WORK TO BE COMPLETED >> Each line from the one with "[1/2] Added backward" through the last line of the records must be output exactly, both ends included.

[Start of section]

PR #4208, opened 2021-07-26
[1/2] Added backward pass on CPU for interpolation with anti-alias option

vfdev-5:
Description:
- Added backward pass on CPU for interpolation with anti-alias option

[End of section]

RESPONSE BELOW >>
[1/2] Added backward pass on CPU for interpolation with anti-alias option

vfdev-5:
Description:
- Added backward pass on CPU for interpolation with anti-alias option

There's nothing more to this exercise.